THE PROBLEM: Please return every line in the entries below with the word "here" in it.

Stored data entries
::::::::

PR #948, opened 2020-03-21
chain: Make db handle each transaction instead of event

sorawit:


chain/app/db_app.go
```diff
@@ -48,14 +51,24 @@ func (app *dbBandApp) DeliverTx(req abci.RequestDeliverTx) (res abci.ResponseDel
...
-	if res.IsOK() && lastProcessHeight+1 == app.DeliverContext.BlockHeight() {
-		for _, event := range res.Events {
-			kvMap := make(map[string]string)
-			for _, kv := range event.Attributes {
-				kvMap[string(kv.GetKey())] = string(kv.GetValue())
-			}
-			app.dbBand.HandleEvent(event.Type, kvMap)
-		}
+	if lastProcessHeight+1 == app.DeliverContext.BlockHeight() {
+		return res
```
sorawit, line 55: This is not correct, as @taobun pointed out.

chain/db/db.go
```diff
@@ -50,18 +54,37 @@ func (b *BandDB) RollBack() {
 	b.tx = nil
 }
 
-func (b *BandDB) HandleEvent(eventName string, attributes map[string]string) {
-	switch eventName {
+func (b *BandDB) HandleTransaction(tx auth.StdTx, txHash []byte, logs sdk.ABCIMessageLogs) {
```
sorawit, line 57: We may also need other information like block time, block height. Might even be better to just pass Context here?

sorawit:
@taobun Please take this forward

chain/db/db.go
taobun: We need info about that Send context here or save context in bandDB state?

sorawit:
Close in favor of #957

PR #957, opened 2020-03-22
Implement caching layer for data source information

### LINKED ISSUE #916: Implement caching layer for data source information
The data source table should contain
- ID (pk)
- name
- description
- owner
- executable
- request fee
- last update

Also add data source revision table that should contain
- ID (pk)
- Revision number (pk)
- Name
- timestamp
- block height
- tx hash

taobun:
fixed #916


chain/app/db_app.go
```diff
@@ -25,6 +29,7 @@ func NewDBBandApp(
 ) *dbBandApp {
 	app := NewBandApp(logger, db, traceStore, loadLatest, invCheckPeriod, baseAppOptions...)
 
+	dbBand.ZoracleKeeper = app.ZoracleKeeper
```
sorawit, line 32: Oh god.... Do we really need to do this for all keepers?

chain/db/data_source.go
```diff
@@ -0,0 +1,105 @@
...
+		return errors.New("handleMsgCreateDataSource: cannot find data source id")
+	}
+	id, err := strconv.ParseInt(rawID, 10, 64)
+	if err != nil {
+		return err
+	}
+	return b.AddDataSource(
+		id, msg.Name, msg.Description, msg.Owner, msg.Fee, msg.Executable,
+		b.ctx.BlockTime(), b.ctx.BlockHeight(), txHash,
+	)
```
sorawit, line 80: I think we also add to revision here.

chain/db/db.go
```diff
@@ -33,6 +42,13 @@ func NewDB(dialect, path string, metadata map[string]string) (*BandDB, error) {
 		"RESTRICT",
 	)
 
+	db.Model(&DataSourceRevision{}).AddForeignKey(
+		"data_source_id",
+		"data_sources(id)",
+		"CASCADE",
```
sorawit: Why don't we do RESTRICT? I think it's safer that way.

chain/db/data_source.go
```diff
@@ -0,0 +1,105 @@
...
+		msg.Owner, msg.Fee, msg.Executable, b.ctx.BlockTime(),
+	)
+
+	err := b.tx.Save(&dataSource).Error
+	if err != nil {
+		return err
+	}
+
+	return b.tx.Create(&DataSourceRevision{
+		DataSourceID: int64(msg.DataSourceID),
```
sorawit, line 99: Why do we ignore `RevisionNumber`?

sorawit (changes requested):

chain/db/data_source.go
taobun: AddDataSource is a function to create new data source row with revision already.

chain/db/data_source.go
taobun: I use auto increment for this field

chain/db/db.go
taobun: In my opinion, this table will never be deleted by logic, but it's okay to use RESTRICT

chain/app/db_app.go
taobun: :(

taobun: If we don't work like this how we send keeper to handleMsg

chain/app/db_app.go
```diff
@@ -101,6 +138,7 @@ func (app *dbBandApp) BeginBlock(req abci.RequestBeginBlock) (res abci.ResponseB
 	res = app.bandApp.BeginBlock(req)
 	// Begin transaction
 	app.dbBand.BeginTransaction()
+	app.dbBand.SetContext(app.DeliverContext)
```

::::::::

ANSWER SECTION:
sorawit, line 57: We may also need other information like block time, block height. Might even be better to just pass Context here?
taobun: We need info about that Send context here or save context in bandDB state?
sorawit, line 80: I think we also add to revision here.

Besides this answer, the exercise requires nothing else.